= Exercise description =
Up to and including the final line, retype each line of the records below, starting with the one that contains "RHEL images.".

[Stored data]

PR #1105, opened 2021-01-07
test: Fix vm.install for non-LVM cloud images

martinpitt:
Some of our images, like centos-8-stream, are already built from the
official cloud images instead of virt-install with LVM. More images are
going to do that soon [1][2], so fix vm.install to only do the LVM grow
steps if the image actually uses LVM.

Also adjust the comment, as commit 6ddaa5e0dd0b0ce9db fixed this for
RHEL images.

[1] https://github.com/cockpit-project/bots/pull/1518
[2] https://github.com/cockpit-project/bots/pull/1527

### DIFF
--- a/test/vm.install
+++ b/test/vm.install
@@ -31,12 +31,15 @@ sed -i "s/download.fedoraproject/dl.fedoraproject/" /etc/yum.repos.d/*.repo
 # Example: `#baseurl=http://download.example/pub/fedora/linux/updates/$releasever/Everything/$basearch/`
 sed -i "s/download.example/dl.fedoraproject.org/" /etc/yum.repos.d/*.repo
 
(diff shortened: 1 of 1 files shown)


martinpitt:
This blocks https://github.com/cockpit-project/bots/pull/1527 . It'll need to be backported to rhel8-branch as well, together with commit 6ddaa5e0dd0b0ce9d.

martinpitt:
That doesn't quite work right yet, see https://github.com/weldr/lorax/pull/1106

martinpitt:
This is not sufficient yet to run tests on a cloud image, see PR #1106. But it is a necessary prerequisite, so marking as ready for review.

larskarlitski (approved):
Makes sense to me. Thanks!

= The answer =
RHEL images.

[1] https://github.com/cockpit-project/bots/pull/1518
[2] https://github.com/cockpit-project/bots/pull/1527

### DIFF
--- a/test/vm.install
+++ b/test/vm.install
@@ -31,12 +31,15 @@ sed -i "s/download.fedoraproject/dl.fedoraproject/" /etc/yum.repos.d/*.repo
 # Example: `#baseurl=http://download.example/pub/fedora/linux/updates/$releasever/Everything/$basearch/`
 sed -i "s/download.example/dl.fedoraproject.org/" /etc/yum.repos.d/*.repo
 
(diff shortened: 1 of 1 files shown)


martinpitt:
This blocks https://github.com/cockpit-project/bots/pull/1527 . It'll need to be backported to rhel8-branch as well, together with commit 6ddaa5e0dd0b0ce9d.

martinpitt:
That doesn't quite work right yet, see https://github.com/weldr/lorax/pull/1106

martinpitt:
This is not sufficient yet to run tests on a cloud image, see PR #1106. But it is a necessary prerequisite, so marking as ready for review.

larskarlitski (approved):
Makes sense to me. Thanks!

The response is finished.